For people using Euler's formula that might need to be proven using a power series as well, otherwise there's no good reason to accept the formula (it is the foundation for one of the most famous equalities in math after all, it probably deserves an explanation). Given that they probably are far far away from power series I don't think its reasonable to use such proofs at that level.

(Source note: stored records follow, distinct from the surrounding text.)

PR #210, opened 2026-04-23
Adds a NPM publish CI action gated by widget version bumps

Spoffy:
There's currently no workflow for publishing a new NPM package with bundled Grist widgets.

This sets up a new Github action that:

1. Checks if any widgets included in the NPM package have had their versions bumped, and does no further work if not.
2. Updates the main package.json's version number based on the changes to widget version numbers.
  - Bumps the major version if a widget has had a major version bump, minor if there's only minor bumps, etc.
3. Publishes the bundle to NPM

This is a manually triggered workflow, with the future possibility of being run on any push to master.


.github/workflows/publish-npm-package.yml
```diff
@@ -0,0 +1,45 @@
...
+      - name: Install dependencies
+        run: yarn install --frozen-lockfile
+
+      - name: Get desired version
+        id: get_version
+        run: echo "version=$(node buildtools/get_version.js --update-cache)" >> "$GITHUB_OUTPUT"
+
+      - name: Get current version
+        id: current_version
+        run: echo "version=$(node -p "require('./package.json').version")" >> "$GITHUB_OUTPUT"
```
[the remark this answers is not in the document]
Spoffy: Fixed

buildtools/get_version.js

radscorpion9, you don't have to re-invent the wheel to write an acceptable proof. The sine double angle formula and the cosine difference formula that I used are presented as theorems and proven in any precalculus text. These are elementary, and you don't have to prove them every time you use them. There are better things to do with your time; in addition, it takes the focus away from the problem at hand. If you happen to forget them and don't have a reference like the handout i provided, then yes, you'll have to re-derive them. The same goes for the Law of Sines. I'll briefly go over the proofs in case you are curious..

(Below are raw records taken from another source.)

PR #213, opened 2026-04-29
Wait for the test Grist server to start up cleanly

paulfitz:
Two small tweaks so our tests stop tripping over a fresh Grist server:

- We now set GRIST_IN_SERVICE=1 when we start the container, so Grist knows it's good to go and doesn't ask us to visit a setup page.
- We now wait on /status?ready=1, which only says "OK" once Grist is truly ready to take requests. The plain /status was answering "I'm alive!" a few seconds before it could actually do anything, and our uploads were sneaking in too early and getting turned away.


berhalak (approved):
Thank you @paulfitz !

PR #218, opened 2026-05-26
Moves all dependencies to devDependencies

Spoffy:
http-server and jsonc are only used in development scripts.

Move them to devDependencies so grist-widget has no dependencies when bundled.


paulfitz (approved):
Thanks Callum. I see tests are failing. I've opened a PR to update.

PR #589, opened 2017-06-06
Feature/configurations

jaelim-ms:


Global Documentation.xcconfig
```diff
@@ -0,0 +1 @@
+USER_HEADER_SEARCH_PATHS = "$(SRCROOT)/../MobileCenter/MobileCenter"
```
clpolet: We can probably remove this config file.

jaelim-ms: Removed!

PR #609, opened 2017-06-13
Feature/xcconfig scheme naming

jaelim-ms:


jaelim-ms:
The build would be failed because I didn't change bitrise configuration due to scheme change. Let's do merge this first and then I'll check build result after changing bitrise workflow.

jaelim-ms:
Missed one configuration in Bitrise, running the build again.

Sine Double Angle Formula from Sine Sum Formula
sin 2x = sin (x + x) = sin x cos x + cos x sin x = 2sin x cos x
Sine Sum formula from Cosine Difference Formula
sin (a + b) = cos ( pi/2 - a - b ) = cos( pi/2 - a )cos( b ) + sin( pi/2 - a )sin(b) = sin a cos b + cos a sin b
Outline of Cosine Difference Formula Proof
Consider two points P_1 and P_2 on a unit circle that have angles a and b, respectively, with respect to the x-axis. Rotate the circle clockwise by an angle b so that the points that were at P_1 and P_2 are now at the new points P_3 (with angle a - b with respect to x-axis) and P_4 (with angle 0 with respect to x-axis), respectively. The distance between P_1 and P_2 is equal to that between P_3 and P_4. Simplify this equation with tricks from algebra, and the formula, cos (a - b) = cos a cos b + sin a sin b, pops out.
Your second paragraph is nonsense. Of course there are good reasons to accept Euler's formula. If you're faced with the task of simplifying a nasty trigonometric expression that even that handout can't help you with, it's often far more convenient to convert everything to exponentials because of their handsome algebraic properties. Once you're done working with exponentials, switch back to trigonometric functions as doubleupgradeobbies! did in his or her proof.
On May 19 2015 15:49 doubleupgradeobbies! wrote:
2*cos(x)cos(pi/2-x) = 2*((e^ix +e^-ix)/2)) * ((e^(pi*i/2 - ix) + e^-(pi*i/2-ix)/2)) = (e^ix +e^-ix)*((ie^-ix - ie^ix)/2) = (e^i2x - e^-i2x)/2i = sin(2x)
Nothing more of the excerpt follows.